Re: [PATCH V1] vfio: add attach_group_by_node to control behavior of attaching group to domain

Zhenguo Yao <yaozhenguo1@xxxxxxxxx> · Wed, 22 Nov 2023 09:02:13 +0800



Understood, thanks！

Alex Williamson <alex.williamson@xxxxxxxxxx> 于2023年11月18日周六 06:27写道：
>
> On Wed, 15 Nov 2023 10:02:09 +0800
> yaozhenguo <yaozhenguo1@xxxxxxxxx> wrote:
>
> > From: Zhenguo Yao <yaozhenguo1@xxxxxxxxx>
> >
> > Groups will attach to one iommu_domain if ops and enforce_cache_coherency
> > are equal. And all the iommu hardware share one pagetable by default.

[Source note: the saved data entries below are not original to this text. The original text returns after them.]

PR #93, opened 2025-02-27
Module path resolving

marcosps:
I found this issue when started working on a new LP. And also I just added a new commit to remove extracted .zst files, as we do for xz.


fgyanz (approved):
LGTM! :)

> > There are performance issue in some scenarios. For example:
> > Host hardware topopy:
> >
> > node0 + PCIe RP0 ---+ GPU A100
> >       |         |---+ GPU A100
> >       |               |---+ NIC Mellanox CX6
> >       |               |---+ NIC Mellanox CX6
> >       + PCIe RP1 ---+ GPU A100
> >                 |---+ GPU A100
> >                       |---+ NIC Mellanox CX6
> >                 |---+ NIC Mellanox CX6
> > node1 + PCIe RP0 ---+ GPU A100
> >       |         |---+ GPU A100
> >       |               |---+ NIC Mellanox CX6
> >       |               |---+ NIC Mellanox CX6
> >       + PCIe RP1 ---+ GPU A100
> >                 |---+ GPU A100
> >                       |---+ NIC Mellanox CX6
> >                 |---+ NIC Mellanox CX6
> >
> > We passthrough all NICs and GPU to VM, and emulate host hardware topopy.
> > Mellanox CX6 ATS feature is enabled, GPU direct RDMA enabled.

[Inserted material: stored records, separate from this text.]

PR #5062, opened 2026-07-16
feat(logging): add platform-independent file logging [WPB-26806]

MohamadJaara:
https://wearezeta.atlassian.net/browse/WPB-26806

Add a file logger that does not depend on Android Logcat.

On some devices, Logcat is disabled or unavailable. The previous log collection flow could therefore produce empty `0 B` files, leaving support teams without useful diagnostic information.

## How to reproduce

1. Run the app on a device where Logcat access is disabled or restricted.
2. Use the app and generate logs.
3. Export the diagnostic logs.
4. The resulting log files may be empty.

## What changed

- Added a Kermit-backed file log writer.
- Writes application and Kalium logs directly to a file instead of collecting them from Logcat.
- Captures AVS and CoreCrypto logs that Kalium forwards through its registered Kermit callbacks.
- Supports starting, stopping, flushing, clearing, and rotating log files.
- Compresses rotated files using gzip.
- Uses unique archive names to prevent rotations from overwriting each other.
- Preserves uncompressed logs when compression fails so they can be recovered later.
- Recovers incomplete rotations when the logger starts again.
- Prevents an in-progress rotation from recreating files after logs have been cleared.
- Flushes pending logs on low-memory callbacks without permanently stopping the logger.
- Uses the shared Kalium logger configuration as the single source of truth for the log level.
- Keeps the implementation behind `USE_PLATFORM_INDEPENDENT_FILE_LOGGER` for controlled rollout.

## Logging flow

```mermaid
flowchart LR
    App["Application logs"] --> Kermit["Kermit"]
    Kalium["Kalium logs"] --> Kermit
    AVS["AVS native callback"] --> Kalium
    CoreCrypto["CoreCrypto native callback"] --> Kalium
    Kermit --> Writer["Platform-independent file writer"]
    Writer --> Active["Active log file"]
    Active --> Rotation["Rotation and gzip compression"]
    Rotation --> Export["Diagnostic log export"]
```

## Result

Diagnostic log files no longer rely on Logcat being available. Devices with restricted or disabled Logcat can still produce useful application and supported native-library logs.

## Notes

- CoreCrypto currently forwards native logs starting at `WARN`.
- Native output written directly to Logcat or stderr without going through the registered Kalium callbacks is outside the scope of this logger.
- The legacy Logcat-based implementation remains available while the new logger is rolled out through the feature flag.


app/src/main/kotlin/com/wire/android/util/logging/LogLineTimestampFormatter.kt
```diff
@@ -0,0 +1,63 @@
...
+        append(millis)
+    }
+
+    private companion object {
+        const val TIMESTAMP_PATTERN = "yyyy-MM-dd HH:mm:ss"
+        const val MILLIS_IN_SECOND = 1000L
+        const val MILLIS_SUFFIX_LENGTH = 4
+        const val HUNDRED_MILLIS = 100
+        const val TEN_MILLIS = 10
+    }
```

> > We test NCCL allreduce in VM at different cases.
> >
> > Case1: allreduce test use 4nic and 4GPU in numa0.
> > Case2：allreduce test use 4nic and 4GPU in numa1.
> > case3: allreduce test use 8nic and 8GPU.
> >
> > the result are below:
> >
> > |        | algbw (GB/S) |
> > | ------ | -------------|
> > | case1  | 24           |
> > | case2  | 32           |
> > | case3  | 45           |
> >
> > We checked that IOMMU pagetable is allocated in numa1 when VM boot up.

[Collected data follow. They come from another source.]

PR #5084, opened 2026-07-21
fix(navigation): reset graph state after client removal  [WPB-27228] [WPB-27362]

MohamadJaara:
https://wearezeta.atlassian.net/browse/WPB-27228

## Intent

Make removed-client recovery safe while the app process remains alive: rebuild navigation from synchronized session state, discard all state owned by the invalid session, and allow the same user to log in again with a fresh Kalium session.

Depends on [wireapp/kalium#4318](https://github.com/wireapp/kalium/pull/4318).

## Reproduction

1. Log in and delete the current client remotely.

> > So, if IOTLB miss happan, IOMMU hardware in numa0 will access remote
> > pagetable in numa1. This will drop performance. After apply this patch and
> > attach_group_by_node is 1. Group in same node will attach to one domain.
> > IOMMU will access there local pagetable. Performance is improved:
> >
> > |        | algbw (GB/S) |
> > | ------ | -------------|
> > | case1  | 32           |
> > | case2  | 32           |
> > | case3  | 63           |
> >
> > Signed-off-by: Zhenguo Yao <yaozhenguo1@xxxxxxxxx>
> > Co-developed-by: Wenchao Yao <yaowenchao@xxxxxx>
> > Signed-off-by: Wenchao Yao <yaowenchao@xxxxxx>
> > Co-developed-by: ZiHan Zhou <zhouzihan30@xxxxxx>
> > Signed-off-by: ZiHan Zhou <zhouzihan30@xxxxxx>
> > ---
> >  drivers/iommu/intel/iommu.c     |  8 +++++++-
> >  drivers/vfio/vfio_iommu_type1.c | 33 +++++++++++++++++++++------------
> >  include/linux/iommu.h           |  1 +
> >  3 files changed, 29 insertions(+), 13 deletions(-)
> >
> > diff --git a/drivers/iommu/intel/iommu.c b/drivers/iommu/intel/iommu.c
> > index 3531b95..2c6d8f0 100644
> > --- a/drivers/iommu/intel/iommu.c
> > +++ b/drivers/iommu/intel/iommu.c
> > @@ -569,8 +569,10 @@ void domain_update_iommu_cap(struct dmar_domain *domain)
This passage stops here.